**Exercise objective:**
Give the number of lines in the data that hold the string "those". Nothing else is needed.

**Exercise material:**
☆ ☆ ☆ ☆ ☆

PR #1250, opened 2020-08-27
Luigi config files

melissacline:
Added a configuration file for the full suite of genes in the BRCA and HBOP purview


izcram:
Thanks for providing the config files!

2 things:

- the `luigi` folder got renamed to `workflow` recently (avoiding confusion between "our" luigi python module and the luigi package -> better support in IDEs), could you move the files accordingly?
- while you are at it, could you add a column `strand` at the end and fill in `+` and `-` accordingly? (won't be used as of now, but then once the strand handling code is ready this is already done)

melissacline (commented):
Hi @izcram, the content looks fine in terms of accuracy, but in format I'm a bit bemused why you chose to use the words "plus" and "minus" rather than symbols.  One imagines that this was the results of a well-reasoned decision, but what exactly was your reasoning?  Thanks!

izcram:
@melissacline unfortunately we already use the '-' sign to mean that a value is missing (na value) in the config files (and also more generally in the files produced by the pipeline). We could change this and make the parsing of the config file a bit more involved, but for the sake of consistency I opted for the non-symbol approach.

melissacline:
Gotcha!  That makes perfect sense.  All the changes look good.

PR #27, opened 2021-02-11
Dev setup improvments

semtexzv:
Small changes to dev setup
- Custom identity
- Run both inventory MQ and Web services
- Should allow better end to end testing


kgaikwad (approved):
Tested it, working as expected. :+1:

scripts/docker-compose.yml
```diff
@@ -79,38 +80,69 @@ services:
...
+    build:
+      context: ..
+    command: [ "python", "-m", "ros.processor.main" ]
+    depends_on:
+      - insights-inventory-web
+      - kafka
+      - createbuckets
+    environment:
+      - INSIGHTS_KAFKA_HOST=kafka
+      - INSIGHTS_KAFKA_PORT=29092
```
kgaikwad, line 141:
```suggestion
      - INSIGHTS_KAFKA_PORT=9092
```
As per previous changes made, in the ROS config file & here, modified port to `9092`. At this line also will it be good to have `9092`?

semtexzv: When running inside docker, we need to set different port. The kafka container listens on both, but kafka consists of several parts. What we contact at first is the broker

Dockerfile
```diff
@@ -1,8 +1,9 @@
 FROM registry.redhat.io/rhscl/python-38-rhel7
+
 COPY Pipfile Pipfile.lock manage.py run.py ${APP_ROOT}/src/
+
 COPY ros ${APP_ROOT}/src/ros/
 COPY migrations ${APP_ROOT}/src/migrations/
 RUN pip install --upgrade pip && \
     pip install pipenv && \
     pipenv install --system --deploy --ignore-pipfile
-CMD bash -c 'python manage.py db upgrade && python run.py'
```
patilsuraj767, line 8: If we are planning to remove `CMD`. Then there should be a readme which tells how to run the container using docker. I mean we will need to pass `CMD` in `docker run` command explicitly. Also, we will need to add [command and args ](https://kubernetes.io/docs/tasks/inject-data-application/define-command-argument-container/)in e2edeploy so that when Openshift spins up the container there should be an initial process to run.

.dockerignore
```diff
@@ -0,0 +1,2 @@
+scripts/minio-conf/
+scripts/minio-data/
```
patilsuraj767, line 2: As this PR is related to minio directory changes. Can you please remove this line - [here](https://github.com/RedHatInsights/ros-backend/blame/main/scripts/README.md#L14) from the Readme

scripts/docker-compose.yml
```diff
@@ -79,38 +80,69 @@ services:
...
+      - INVENTORY_HOST=insights-inventory-web
+      - INVENTORY_PORT=8080
+      - ROS_DB_HOST=db-ros
+      - ROS_DB_PORT=5432
+  ros-api:
```
patilsuraj767, line 146: If I am not wrong then while development we will need to manually stop the `ros-api` service/container right?

scripts/docker-compose.yml
```diff
@@ -79,38 +80,69 @@ services:
...
       - PAYLOAD_TRACKER_ENABLED=false
       - LISTEN_PORT=8081
     depends_on:
        - kafka
        - db-host-inventory
        - puptoo
-       - zookeeper
+
+  insights-inventory-web:
+    <<: *inventory
```
patilsuraj767, line 107: I didn't get the idea of running inventory container two times, I can also see that migration is also running twice.

patilsuraj767 (changes requested):

PR #29, opened 2021-02-15
ROS-65 Create new tables in DB

apuntamb:
Adding new tables `systems`, `reports` and `accounts` to store selected data for the systems which use ros, instead of calling inventory API.


ros/models.py
```diff
@@ -25,3 +25,30 @@ def display_performance_score(self):
...
+    __table_args__ = (
+        db.ForeignKeyConstraint(['system_id'], ['systems.id']),
+        db.PrimaryKeyConstraint('system_id', 'reported'),
+    )
+
+
+class RhAccount(db.Model):
+    __tablename__ = 'rh_accounts'
+    id = db.Column(db.Integer, primary_key=True)
+    name = db.Column(db.Text, nullable=False)
```
apuntamb, line 51: @semtexzv should we have `account_number` column instead of `name` here?

semtexzv: Probably a better name, yes.

migrations/versions/a41fc890a5a8_.py
```diff
@@ -0,0 +1,58 @@
+"""empty message
+
+Revision ID: a41fc890a5a8
```
semtexzv, line 3: Was the application deployed to stage environment ? If it was only in QA + CI , we can reset those databases without problems, but for other environments, we need to create a proper migration which will either remove old `performance_profile` table or alter it.

apuntamb: Actually, there are no new changes in `performance_profile` table. So, should this [file](https://github.com/RedHatInsights/ros-backend/pull/29/files/b46fd995a313a15c6015baf31ed7a0945290f9d9#diff-f5e6df0d16ec0fcbf5c876f937ee6b8222043593b875177c50dcd513dc480af2) remain as is and a new migration only for new entities added?

migrations/versions/a41fc890a5a8_.py
```diff
@@ -0,0 +1,58 @@
...
+    op.create_table('systems',
+    sa.Column('id', sa.Integer(), nullable=False),
+    sa.Column('account_id', sa.Integer(), nullable=True),
+    sa.Column('inventory_id', postgresql.UUID(as_uuid=True), nullable=False),
+    sa.PrimaryKeyConstraint('id'),
+    sa.UniqueConstraint('inventory_id')
+    )
+    op.create_table('reports',
+    sa.Column('system_id', sa.Integer(), nullable=False),
+    sa.Column('reported', sa.Date(), nullable=False),
```
semtexzv, line 45: We can just alter the performance_profile table to contain a foreign key into the `systems` table.

migrations/versions/a41fc890a5a8_.py
semtexzv: Yes, in that case the old migration should remain. We need to have an unbroken chain of modifications to the database that will result in final schema.

migrations/versions/a41fc890a5a8_.py
apuntamb: done.

migrations/versions/a41fc890a5a8_.py
apuntamb: done.

ros/models.py
apuntamb: done.

ros/models.py
```diff
@@ -6,12 +6,16 @@
 
 
 class PerformanceProfile(db.Model):
-    __table_args__ = (db.UniqueConstraint('inventory_id', 'report_date'), )
     id = db.Column(db.Integer, primary_key=True)
     inventory_id = db.Column(UUID(as_uuid=True), nullable=False)
```
semtexzv, line 10: We can remove this column, since we have it in system table. Otherwise looks good :+1: .

apuntamb: Makes sense, but, removing this would affect the API call `/systems` [here](https://github.com/RedHatInsights/ros-backend/blob/main/ros/resources/v0/hosts.py#L73-L86). So, this should not be merged until the API call is fixed.
Thoughts?

semtexzv: Ok, then I think this can be merged

apuntamb: You mean merged with `inventory_id` present in `performance_profile` table, or without?

semtexzv: Removed, the app will still be nonfunctional until we implement changes in the processor and the API.

kgaikwad:
Any additional comments/suggestions @semtexzv, @patilsuraj767 ?

ros/models.py
```diff
@@ -6,12 +6,15 @@
...
 class PerformanceProfile(db.Model):
-    __table_args__ = (db.UniqueConstraint('inventory_id', 'report_date'), )
     id = db.Column(db.Integer, primary_key=True)
-    inventory_id = db.Column(UUID(as_uuid=True), nullable=False)
     performance_record = db.Column(JSONB)
     performance_score = db.Column(JSONB)
     report_date = db.Column(db.Date, default=date.today())
+    system_id = db.Column(db.Integer, primary_key=True)
+    __table_args__ = (
+        db.UniqueConstraint('report_date'),
```
kgaikwad, line 15: More than one system can report on same day then will it work by declaring unique_key only on `report_date` column? 
It should consider single unique_key using both `report_date` & `system_id`columns.

semtexzv: Oh I must've missed that. The primary key should be `(system_id,report_date)`

semtexzv: Yeah, @apuntamb is working on changing this table to use `system_id, report_date` as a primary key.

ros/models.py
```diff
@@ -6,12 +6,15 @@
 
 
 class PerformanceProfile(db.Model):
-    __table_args__ = (db.UniqueConstraint('inventory_id', 'report_date'), )
     id = db.Column(db.Integer, primary_key=True)
-    inventory_id = db.Column(UUID(as_uuid=True), nullable=False)
     performance_record = db.Column(JSONB)
     performance_score = db.Column(JSONB)
     report_date = db.Column(db.Date, default=date.today())
+    system_id = db.Column(db.Integer, primary_key=True)
```
kgaikwad, line 13: @apuntamb, do we need to declare `system_id` column as primary_key?
With this change, will you be able to store historical records?

apuntamb: To store historical records at a later stage, we can create a new table something like `historical_pp` that can have system_id as the foreign key and store those multiple records with unique dates, does that sound ok?

kgaikwad: @apuntamb, why do we need `system_id` as primary_key in `PerformanceProfile`?
I think having primary_key on  `(system_id, report_date)` serving the purpose. Sorry but I didn't get the point of creating a separate table `historical_pp` as it will be nothing but the copy of `PerformanceProfile` table.

ros/models.py
```diff
@@ -6,12 +6,15 @@
 
 
 class PerformanceProfile(db.Model):
-    __table_args__ = (db.UniqueConstraint('inventory_id', 'report_date'), )
     id = db.Column(db.Integer, primary_key=True)
```
semtexzv, line 9: Now that we use system_id, we don't have to have the id column

ros/models.py
semtexzv: We have a separate PrimaryKeyConstraint specified, so the system_id does not have to have the primary_key annotation

ros/models.py
```diff
@@ -25,3 +28,20 @@ def display_performance_score(self):
             # 'io_score': self.performance_score['io_score'] // 20
         }
         return display_performance_score
+
+
+class System(db.Model):
+    __tablename__ = 'systems'
+    id = db.Column(db.Integer, primary_key=True)
+    account_id = db.Column(db.Integer)
```
semtexzv, line 36: Missing ForeignKeyConstraint

semtexzv (approved):

kgaikwad (approved):
Thanks @apuntamb & @semtexzv :+1: 
Merging it

kgaikwad:
As everything from `main` branch is pushed to `stable` branch. Refer link - https://github.com/RedHatInsights/ros-backend/pull/32#pullrequestreview-592938537
Merging this branch.

PR #31, opened 2021-02-17
Handle Create/Update messages

semtexzv:
Blocked on #29


ros/processor/inventory_events_consumer.py
```diff
@@ -79,13 +86,45 @@ def host_delete_event(self, msg):
                 insights_id,
                 self.prefix
             )
-            rows_deleted = db.session.query(PerformanceProfile).filter(
-                PerformanceProfile.inventory_id == host_id
-            ).delete()
+            system_id_query = db.session.query(System.id).filter(System.inventory_id == host_id).subquery()
+            rows_deleted = db.session.query(PerformanceProfile) \
+                .filter(PerformanceProfile.system_id.in_(system_id_query))
```
patilsuraj767, line 91: I think you missed to chain the `.delete()` function here.

ros/processor/inventory_events_consumer.py
```diff
@@ -79,13 +86,45 @@ def host_delete_event(self, msg):
...
+        """ Store new system information (stale, stale_warning timestamp) and return internal DB id"""
+        host = msg['host']
+
+        account = get_or_create(
+            db.session, RhAccount, 'account',
+            account=host['account']
+        )
+
+        db.session.add(account)
+        db.session.flush()
```
patilsuraj767, line 118: Here you might end up trying to save account two times in DB. Because in `get_or_create` you are already doing `session.add(instance)` and `session.flush()`

patilsuraj767 (changes requested):
I have not tested the PR, But added few things which I noticed at first glance.

ros/lib/utils.py
```diff
@@ -7,3 +7,21 @@ def is_valid_uuid(val):
...
+
+
+def get_or_create(session, model, keys, **kwargs):
+    if not keys:
+        keys = kwargs.keys()
+    if isinstance(keys, str):
+        keys = [keys]
+    if not isinstance(keys, list):
+        raise TypeError('keys argument must be a list or string')
+    instance = session.query(model).filter_by({k: kwargs[k] for k in keys}).first()
```
patilsuraj767, line 19: Getting below error on this line. 
`ERROR  - run - An error occurred during message processing: TypeError('filter_by() takes 1 positional argument but 2 were given')`

patilsuraj767 (approved):
I have a concern regarding the delete event code that it will not work as expected. 
But as its not part of this PR, Approving the PR :+1: 
Thank you @semtexzv :smiley:

PR #33, opened 2021-02-17
Fix openapi path

semtexzv:


apuntamb:
Thanks @semtexzv for the quick fix, merged!

PR #35, opened 2021-02-23
Add New fields to systems schema

patilsuraj767:


ros/lib/models.py
```diff
@@ -34,6 +34,11 @@ class System(db.Model):
     id = db.Column(db.Integer, primary_key=True)
     account_id = db.Column(db.Integer)
     inventory_id = db.Column(UUID(as_uuid=True), nullable=False)
+    display_name = db.Column(db.String(100))
```
apuntamb, line 37: do we want the display name to be unique?

patilsuraj767: No, it may happen that two user account has the system with the same display name. So it cannot be unique.

apuntamb:
I guess the PR is already clean to get in. Just one query: do we also need to store Idling Time and IO wait fields in the `systems` table (fields shown in [mockup](https://marvelapp.com/prototype/9408d9j/screen/74816603))?

patilsuraj767:
> I guess the PR is already clean to get in. Just one query: do we also need to store Idling Time and IO wait fields in the `systems` table (fields shown in [mockup](https://marvelapp.com/prototype/9408d9j/screen/74816603))?

We are not getting the idling time and IO wait from inventory, I think we will need to find a way to populate it through PCP metric. So I think the better place to store would be the performance profile table under performance record.

apuntamb (approved):
LGTM :+1:

apuntamb:
Clean fix.
Merged, thanks @patilsuraj767!

PR #37, opened 2021-02-24
DB schema & API for recommendation rating 

kgaikwad:
Pending work:
- [x] openapi file needs to be updated with new API details
- [x] handle validation errors.


ros/lib/utils.py
```diff
@@ -25,3 +26,18 @@ def get_or_create(session, model, keys, **kwargs):
         session.add(instance)
         session.flush()
     return instance
+
+
+def identity(request):
```
kgaikwad, line 31: I will remove this change once original PR get merged.

patilsuraj767 (approved):
Thank you for the PR @kgaikwad 
Tested it on local dev setup, APIs are working as expected. Also, no issues in migration. 

@anurag03 @mayurilahane is it possible to write a smoke/integration test for testing migrations, 
In local dev env, we mostly make use of clean/fresh DB(without any record) while reviewing the PR. Due to this in past, in one of ROS migration, I faced an issue where migration failed to upgrade DB in CI env due to implementing `nullable=False`. 

Test scenario/steps - 
1) Run ROS from the master branch. 
2) Make few entries / upload few reports
3) Pull the new PR and run ROS using the same previous DB used in step 1 and 2. 
4) Make sure step 3 did not fail with migration error. 

PS - Smoke test is not a requirement for this PR to get merge, above is just an idea to have a test case to avoid migration error  /downtime when ROS will be in PROD.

☆ ☆ ☆ ☆ ☆

**Response for this exercise:**
2